▶ _Data items_:
PR #1331, opened 2018-04-11
Use rgb color values for Markdown quote styling

atrol:
Workaround as using hex values for colors starting with # introduces
unwanted side effects.

Fixes #24233

Let's fix this one now independant from the other conceptual Markdown issues, as we don't know at the moment how (maybe have to wait for new Parsedown version) and when the other issues can be fixed.

### DIFF
--- a/plugins/MantisCoreFormatting/core/MantisMarkdown.php
+++ b/plugins/MantisCoreFormatting/core/MantisMarkdown.php
@@ -169,7 +169,7 @@ class MantisMarkdown extends Parsedown
 
 		if( $block = call_user_func( 'parent::' . $fn, $line, $block ) ) {
 			# TODO: To open another issue to track css style sheet issue vs. inline style.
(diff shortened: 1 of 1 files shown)


ajtruckle:
OK. All a bit over my head. All I know is that when I pasted my own XML into the ParseDown portal it all looks correct. So did not understand why MantisBT didn't.

atrol:
@ajtruckle this PR does _not_ fix the XML issue.
It fixes #24233 where I wrote that this issue will just be used to track the quoting issue
https://www.mantisbt.org/bugs/view.php?id=24233#c59504

The XML issue is tracked at https://www.mantisbt.org/bugs/view.php?id=24240

>  I pasted my own XML into the ParseDown portal it all looks correct. So did not understand why MantisBT didn't.

We do a bit more in addition to what Parsedown/Markdown does, e.g. we look also for links, # issues, ~ notes and @ mentions.
There are places where these two handlings conflict, that's why the issue occurs in MantisBT, but not the Parsedown portal.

▶ _Exercise goal_: Transcribe each record exactly as it is written above.

▶ _Result of this exercise_:
PR #1331, opened 2018-04-11
Use rgb color values for Markdown quote styling

atrol:
Workaround as using hex values for colors starting with # introduces
unwanted side effects.

Fixes #24233

Let's fix this one now independant from the other conceptual Markdown issues, as we don't know at the moment how (maybe have to wait for new Parsedown version) and when the other issues can be fixed.

### DIFF
--- a/plugins/MantisCoreFormatting/core/MantisMarkdown.php
+++ b/plugins/MantisCoreFormatting/core/MantisMarkdown.php
@@ -169,7 +169,7 @@ class MantisMarkdown extends Parsedown
 
 		if( $block = call_user_func( 'parent::' . $fn, $line, $block ) ) {
 			# TODO: To open another issue to track css style sheet issue vs. inline style.
(diff shortened: 1 of 1 files shown)


ajtruckle:
OK. All a bit over my head. All I know is that when I pasted my own XML into the ParseDown portal it all looks correct. So did not understand why MantisBT didn't.

atrol:
@ajtruckle this PR does _not_ fix the XML issue.
It fixes #24233 where I wrote that this issue will just be used to track the quoting issue
https://www.mantisbt.org/bugs/view.php?id=24233#c59504

The XML issue is tracked at https://www.mantisbt.org/bugs/view.php?id=24240

>  I pasted my own XML into the ParseDown portal it all looks correct. So did not understand why MantisBT didn't.

We do a bit more in addition to what Parsedown/Markdown does, e.g. we look also for links, # issues, ~ notes and @ mentions.
There are places where these two handlings conflict, that's why the issue occurs in MantisBT, but not the Parsedown portal.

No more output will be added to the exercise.